PROBLEM STATEMENT: Lines from the beginning of the data below through the one containing "import packaging.requirements" are to be printed exactly as they appear.

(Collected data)
-- Opening Marker --

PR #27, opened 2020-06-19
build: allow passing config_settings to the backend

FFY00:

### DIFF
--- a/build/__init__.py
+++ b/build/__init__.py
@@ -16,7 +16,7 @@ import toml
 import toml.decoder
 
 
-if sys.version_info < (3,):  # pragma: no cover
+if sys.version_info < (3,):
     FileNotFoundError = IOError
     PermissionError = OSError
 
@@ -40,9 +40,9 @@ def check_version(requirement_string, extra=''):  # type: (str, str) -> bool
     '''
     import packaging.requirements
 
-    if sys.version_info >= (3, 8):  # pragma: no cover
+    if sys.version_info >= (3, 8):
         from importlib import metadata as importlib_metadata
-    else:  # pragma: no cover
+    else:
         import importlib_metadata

-- Closing Marker --

SOLVED PROBLEM:
PR #27, opened 2020-06-19
build: allow passing config_settings to the backend

FFY00:

### DIFF
--- a/build/__init__.py
+++ b/build/__init__.py
@@ -16,7 +16,7 @@ import toml
 import toml.decoder
 
 
-if sys.version_info < (3,):  # pragma: no cover
+if sys.version_info < (3,):
     FileNotFoundError = IOError
     PermissionError = OSError
 
@@ -40,9 +40,9 @@ def check_version(requirement_string, extra=''):  # type: (str, str) -> bool
     '''
     import packaging.requirements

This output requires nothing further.